▸ **Required action**
Take the listing that follows and copy it precisely.
== Exercise materials ==
PR #73, opened 2025-06-23
fix: apply refactor > delombok to remove @UtilityClass

jschneidereit:
I suspect that there's an issue with the way `@UtilityClass` works and can cause problems with Spark at the very least. It took about 60 seconds to use https://plugins.jetbrains.com/plugin/6317-lombok to remove all instances of it.


vogelsgesang (commented):
> I suspect that there's an issue with the way @UtilityClass works and can cause problems with Spark at the very least.

Please provide more details on what the observed issue was, and why we think that this change might fix it

mkaufmann (approved):

carsheng (approved):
===
▸ **Response area**
PR #73, opened 2025-06-23
fix: apply refactor > delombok to remove @UtilityClass

jschneidereit:
I suspect that there's an issue with the way `@UtilityClass` works and can cause problems with Spark at the very least. It took about 60 seconds to use https://plugins.jetbrains.com/plugin/6317-lombok to remove all instances of it.


vogelsgesang (commented):
> I suspect that there's an issue with the way @UtilityClass works and can cause problems with Spark at the very least.

Please provide more details on what the observed issue was, and why we think that this change might fix it

mkaufmann (approved):

carsheng (approved):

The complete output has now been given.